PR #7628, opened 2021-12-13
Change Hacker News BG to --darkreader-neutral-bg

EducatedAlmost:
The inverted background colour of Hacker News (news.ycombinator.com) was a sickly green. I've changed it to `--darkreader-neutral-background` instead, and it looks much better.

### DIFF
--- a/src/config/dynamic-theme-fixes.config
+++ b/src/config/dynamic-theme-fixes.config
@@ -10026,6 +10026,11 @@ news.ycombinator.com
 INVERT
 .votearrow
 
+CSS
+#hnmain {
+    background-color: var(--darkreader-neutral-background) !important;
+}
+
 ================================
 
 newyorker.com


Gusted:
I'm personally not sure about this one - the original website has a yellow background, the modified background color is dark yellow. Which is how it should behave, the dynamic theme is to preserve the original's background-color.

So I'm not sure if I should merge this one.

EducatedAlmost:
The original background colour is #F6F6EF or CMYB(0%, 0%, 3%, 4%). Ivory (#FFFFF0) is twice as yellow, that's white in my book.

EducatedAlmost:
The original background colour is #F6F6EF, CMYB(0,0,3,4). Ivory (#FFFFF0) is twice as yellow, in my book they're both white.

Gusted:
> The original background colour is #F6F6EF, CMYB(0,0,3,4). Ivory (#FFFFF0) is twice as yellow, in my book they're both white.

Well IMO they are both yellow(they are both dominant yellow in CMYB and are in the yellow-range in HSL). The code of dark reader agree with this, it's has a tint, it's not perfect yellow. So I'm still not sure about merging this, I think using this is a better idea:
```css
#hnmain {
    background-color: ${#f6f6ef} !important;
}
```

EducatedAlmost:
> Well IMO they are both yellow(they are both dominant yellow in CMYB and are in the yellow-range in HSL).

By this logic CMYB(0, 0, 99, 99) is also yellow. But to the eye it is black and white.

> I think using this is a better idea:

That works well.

-----

Work item:
Your answer is only the number of lines in the listing above that include the string "neutral".

Answer to the exercise:
3